Todavia, temos que analisar criticamente estes textos também a partir do contexto em que foram escritos. Considerações doutrinárias tradicionais acerca da supremacia do interesse público em geral foram originalmente escritas não só antes da vigência da Constituição de 1988, mas também ainda durante a ditadura militar, marcada justamente pela falta de limitação dos poderes do Estado.

Será que a supremacia do interesse público sobre o privado envelheceu como vinho ou como leite?

Vejamos o que parte da doutrina administrativista contemporânea tem a dizer sobre a questão:

Da supremacia do interesse público ao dever de proporcionalidade: um novo paradigma para o direito administrativo

Por Gustavo Binenbojm
Revista de Direito Administrativo, 239, 1–32, p. 19-20

A grande inovação das Constituições da modernidade consiste em que, permeadas pelos ideais humanistas, posicionam o homem no epicentro do ordenamento jurídico, verdadeiro fim em si mesmo, a partir do qual se irradia um farto elenco de direitos fundamentais. Tais direitos têm assento, sobretudo, nas idéias de dignidade da pessoa humana e de Estado Democrático de Direito, servindo, concomitantemente, à legitimação e à limitação do poder estatal. […]

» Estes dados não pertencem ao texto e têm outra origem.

PR #407, opened 2023-07-09
verifcid: introduce and integrate Allowlist interface

Wondertan:
The successor of https://github.com/ipfs/boxo/pull/281.


verifcid/validator.go
```diff
@@ -0,0 +1,54 @@
+package verifcid
+
+import (
+	"github.com/ipfs/go-cid"
+	mh "github.com/multiformats/go-multihash"
+)
+
+type Allowlist interface {
```
Wondertan: I feel like it should be moved to go-cid instead. Although, it's not that widely used in PL.

verifcid/allowlist.go
```diff
@@ -0,0 +1,58 @@
+package verifcid
+
+import (
+	"github.com/ipfs/go-cid"
+	mh "github.com/multiformats/go-multihash"
+)
+
+// Allowlist defines an interface containing list of allowed multihashes.
+type Allowlist interface {
```
Wondertan, line 11: I feel like it should be moved to go-cid instead. Although, it's not that widely used

verifcid/allowlist.go
```diff
@@ -0,0 +1,58 @@
...
+		return true
+	}
+
+	if !found {
+		if code >= mh.BLAKE2B_MIN+19 && code <= mh.BLAKE2B_MAX {
+			return true
+		}
+		if code >= mh.BLAKE2S_MIN+19 && code <= mh.BLAKE2S_MAX {
+			return true
+		}
```
Jorropo: This is weird, the allow list takes in a map of allowed codecs, but have special case for blake hardcoded ?

I don't personally mind if a whole bunch of new cases are added to the map instead, this isn't high performance code.

verifcid/validate.go
```diff
@@ -33,37 +33,15 @@ var goodset = map[uint64]bool{
...
-	if pref.MhType != mh.IDENTITY && pref.MhLength > maximumHashLength {
-		return ErrAboveMaximumHashLength
-	}
-
-	return nil
+	return DefaultAllowlist.ValidateCid(c)
 }
+
+// DefaultAllowlist is the default list of hashes allowed in IPFS.
+var DefaultAllowlist = NewAllowlist(goodset)
```
Jorropo: Having a `DefaultAllowlist` is good, but I think we should take advantage of it and use a stricter implementation.
Something like `binary.LittleEndian` would be better and ward off allocations by having a concrete type.

So:
```suggestion
var DefaultAllowlist defaultAllowlist
```
And then defining `IsAllowed` to use a big switch statement.

Jorropo (changes requested):

verifcid/allowlist.go
Jorropo: I remember discussing with @aschmahmann about it, he said that back then go-verifcid was supposed to move into go-cid but this didn't happend. This would have positives, very few pieces of code and peoples are aware they probably want to use this package.

I don't know if we want to move it now, it does not really help with the globals problem we are having here.

verifcid/allowlist.go
Wondertan: `mh.BLAKE2B_MAX-mh.BLAKE2B_MIN+19 = 82`

I don't think it's a good idea to type in all 82 cases manually. Alternatively, this could be a loop filling up the goodset, but then it's not any better than current ifs.

verifcid/validate.go
Wondertan: I don't mind following the `binary` pkg here

Wondertan: @Jorropo, but what do you mean by?
> And then defining IsAllowed to use a big switch statement.

We have goodset map, not a switch statement.

Wondertan: > I don't mind following the binary pkg here

Actually, if we do so, we will lose the default implementation of Allowlist and if we still want to keep it, then we will have to repeat the code: in default and public impls.

Jorropo: > Actually, if we do so, we will lose the default implementation of Allowlist and if we still want to keep it, then we will have to repeat the code: in default and public impls.

We can keep it and just not use it here.

I don't see what code would be repeated.

verifcid/allowlist.go
Jorropo: you can add an if just for that, I don't see an issue with 82 cases tho, you just add a comment before that block.

Jorropo:
@Wondertan can you give me your opinion on https://github.com/ipfs/boxo/pull/407/commits/8e41b5324be733c7f2297417e109072e663a1182 please ?

verifcid/validate.go
Wondertan: Ok, your idea to eliminate ValidateCID from the interface resolves my concern!

verifcid/allowlist.go
Wondertan: Ok, so you kept ifs, nice

verifcid/allowlist.go
Wondertan: As we removed ValidateCID, the Allowlist would better be moved to go-multihash then

verifcid/validate.go
```diff
@@ -3,57 +3,65 @@ package verifcid
...
 	"fmt"
 
-	cid "github.com/ipfs/go-cid"
+	"github.com/ipfs/go-cid"
 	mh "github.com/multiformats/go-multihash"
 )
 
 var ErrPossiblyInsecureHashFunction = fmt.Errorf("potentially insecure hash functions not allowed")
 var ErrBelowMinimumHashLength = fmt.Errorf("hashes must be at least %d bytes long", minimumHashLength)
 var ErrAboveMaximumHashLength = fmt.Errorf("hashes must be at most %d bytes long", maximumHashLength)
```
Wondertan: Do we actually need to export those? A good question to ask as we revamping this pkg completely.

verifcid/validate.go
```diff
@@ -3,57 +3,65 @@ package verifcid
...
+func NewOverdingAllowlist(override Allowlist, allowset map[uint64]bool) Allowlist {
+	return allowlist{override, allowset}
+}
+
+type allowlist struct {
+	override Allowlist
+	allowset map[uint64]bool
+}
+
+func (ghr allowlist) IsAllowed(code uint64) bool {
```
Wondertan: That's a relic from when I initially called it GoodHashRegistry. Allowlist is a much better name and fits perfectly!
```suggestion
func (al allowlist) IsAllowed(code uint64) bool {
```

verifcid/validate.go
```diff
@@ -3,57 +3,65 @@ package verifcid
...
+	return allowlist{allowset: allowset}
 }
 
-func IsGoodHash(code uint64) bool {
-	good, found := goodset[code]
-	if good {
-		return true
+// NewOverdingAllowlist is like [NewAllowlist] but it will fallback to an other [AllowList] if keys are missing.
+// If override is nil it will return unsecure for unknown things.
+func NewOverdingAllowlist(override Allowlist, allowset map[uint64]bool) Allowlist {
```
Wondertan:
```suggestion
// NewOverridingAllowlist is like [NewAllowlist] but it will fallback to an other [AllowList] if keys are missing.
// If override is nil it will return unsecure for unknown things.
func NewOverridingAllowlist(override Allowlist, allowset map[uint64]bool) Allowlist {
```

Wondertan (commented):
@Jorropo, I am fond of the simplifications you made! Removal of ValidateCID is neat, and glad you didn't add all the Blake family in the switch case. 

I still don't really get the use case you see for the OverridingAllowlist, though. Something like `NewOverridingAllowlist(DefaultAllowlist, customset)`?

Would be also nice to add unit test for overriding

verifcid/validate.go
Jorropo: This allows to use `errors.Is`, LGTM as-is.

verifcid/validate.go
Jorropo: :+1:

verifcid/validate.go
Jorropo: :+1:

Jorropo:
> Something like `NewOverridingAllowlist(DefaultAllowlist, customset)`?

Exactly

> Would be also nice to add unit test for overriding

Yes

BigLep:
2023-07-11 maintainer conversation: since the number of consumers of low, we should break away from globals/defaults.  @Jorropo can provide more details.

verifcid/validate.go
```diff
@@ -3,57 +3,65 @@ package verifcid
...
+func IsGoodHash(code uint64) bool {
+	return DefaultAllowlist.IsAllowed(code)
+}
+
+// ValidateCid validates multihash allowance behind given CID.
 func ValidateCid(c cid.Cid) error {
+	return ValidateCidWithAllowlist(DefaultAllowlist, c)
+}
+
+func ValidateCidWithAllowlist(allowlist Allowlist, c cid.Cid) error {
```
Jorropo:
```suggestion
func ValidateCid(allowlist Allowlist, c cid.Cid) error {
```

There is a very little amount of places which uses this code, removing the defaults querier will force all future consumers to use the correct dependency.

Jorropo (changes requested):
I am onboard with fixing this, thx for doing it, but I'll be busy this week. Should make it for kubo 0.22, hopefully.

Wondertan:
I won't have time this and the following week either. Mainly due to crypto events in Paris

verifcid/validate.go
Wondertan: Let's also then change the name of the pkg. verifcid should become verifmh or something

Wondertan:
Rebased

Wondertan:
I've implemented the requested changes. One last thing to consider is perhaps renaming the pkg to something more suitable.

blockservice/blockservice.go
```diff
@@ -64,41 +64,61 @@ type BlockService interface {
 	DeleteBlock(ctx context.Context, o cid.Cid) error
 }
 
+// BoundedBlockService is a Blockservice bounded via strict multihash Allowlist.
+type BoundedBlockService interface {
+	BlockService
+
+	Allowlist() verifcid.Allowlist
+}
```
Wondertan, line 72: Mainly to forward Allowlist to Sessions. Can privatize it or anonymize

Wondertan:
@Jorropo, gentle ping

blockservice/blockservice.go
Jorropo: I would embed `verifcid.AllowList` in the `BoundedBlockService` but this is also fine, up to you.

Jorropo:
I've noticed we couldn't have a blockservice that is both writethrough and with an allowlist so I refactored it to the functional option pattern.
I've also added tests.

verifcid/cid.go
```diff
@@ -0,0 +1,33 @@
...
+
+var ErrPossiblyInsecureHashFunction = fmt.Errorf("potentially insecure hash functions not allowed")
+var ErrBelowMinimumHashLength = fmt.Errorf("hashes must be at least %d bytes long", minimumHashLength)
+var ErrAboveMaximumHashLength = fmt.Errorf("hashes must be at most %d bytes long", maximumHashLength)
+
+const minimumHashLength = 20
+const maximumHashLength = 128
+
+// ValidateCid validates multihash allowance behind given CID.
+func ValidateCid(allowlist Allowlist, c cid.Cid) error {
```
Jorropo, line 18: Could we make this non breaking, better name than `ValidateCidWithAllowlist` wanted tho ?
```suggestion
// ValidateCid validates multihash allowance behind given CID.
// It uses [DefaultAllowlist].
func ValidateCid(c cid.Cid) error {
 return ValidateCidWithAllowlist(DefautAllowlist, c)
}

// ValidateCidWithAllowlist is like [ValidateCid] but it uses a custom [Allowlist] instead of [DefaultAllowlist].
func ValidateCidWithAllowlist(allowlist Allowlist, c cid.Cid) error {
```

verifcid/allowlist.go
```diff
@@ -0,0 +1,69 @@
+package verifcid
+
+import (
+	mh "github.com/multiformats/go-multihash"
+)
+
+// DefaultAllowlist is the default list of hashes allowed in IPFS.
+var DefaultAllowlist Allowlist = defaultAllowlist{}
```
Jorropo:
```suggestion
var DefaultAllowlist defaultAllowlist
```
This prevents reassignments and the temptation to override this global for configuration (I think I got wrong originally, mb).

Jorropo (changes requested):
Thx, this looks good to me, I just have minor questions.

verifcid/cid.go
Wondertan: What's the point? I thought we are breaking stuff here. 

The only users of the default allowlist are supposed to be boxo/kubo libs, but now they enable customisable allowlists and will always use ValidateWithAllowlist.

Who is going to use ValidateCid with default?

Jorropo: Ah right, I remember we talked about that, this is good.
I forgot no one is using this code.

verifcid/allowlist.go
Wondertan: Fixed

Wondertan: > I think I got wrong originally

No, you were right originally.

Jorropo (approved):
LGTM thx :heart:

Wondertan:
There is one test failure, which seems unrelated and likely a flake:

```
--- FAIL: TestMfsStress (1.06s)
      mfs_test.go:889: file already exists
```

blockservice/blockservice.go
Wondertan: I like the idea, so pushed a change

Jorropo:
Actually let's not embed it, it's gonna confuse ADI frameworks. Also you didn't embeded in the implementation (just interface) and this is breaking the tests.

Wondertan:
I realized that a bit late and fixed it now. Please take a look at the new proper commit, and if we like the result we can keep it, if not, I'll revert.

Jorropo:
> I realized that a bit late and fixed it now. Please take a look at the commit, and if we like the result we can keep it, if not, I'll revert.

I force pushed it away, this is a type problem.
Basically frameworks like `fx` are gonna look at blockservice and may choose to plug it inside anyone that needs an `Allowlist`, including blockservice. So it's gonna try to instanciate a blockservice in order to instanciate a blockservice, hopefully it errors when it realise the dependency graph is cyclic, or it eats of all your memory explode and catch fire, who knows ?

Wondertan:
FWIW, FX realizes dep cycles, but I see your point and even cycle error would be annoying to deal with, and simple `fx.Provide` would need tags or additional fx shenanigans to make it work. Let's keep it then how I made it originally.

Wondertan:
My last take is that to fully finish this `Allowlist` interface with default impl should move to go-multihash and `ValidateCid` with errors should live inside `blockservice` pkg. Would love to know your thoughts on that.

Jorropo:
If you want to make an other PR about moving stuff around why not, I'm not sure about putting in the blockservice tho, because some of my code use verifcid without using the blockservice.

If anything I think this would be worth moving into `go-cid`, this might break a lot of peoples tho.

Wondertan:
What's the ETA for the next release including this PR?

Jorropo:
https://github.com/ipfs/kubo/issues/10014 Currently September 10.

In theory we could make a Boxo release before a Kubo one, we recently got in the habits of keeping them in sync because it's convenient, but if you need this I don't see why not release boxo earlier.

Wondertan:
I would appreciate an earlier release, so we can finally migrate to boxo as part of our big IPFS deps bump PR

Depreende-se, assim, que as dimensões individual e coletiva convivem, lado a lado, no texto constitucional, impondo-se como paradigmas normativos a vincular a atuação do intérprete da Constituição. A despeito da dificuldade em torno da caracterização do que seja interesse público, conceito jurídico indeterminado por excelência, pode-se afirmar que a expressão aponta, em sentido lato, para os fundamentos, fins e limites a que se subordinam os atos e medidas do Poder Público.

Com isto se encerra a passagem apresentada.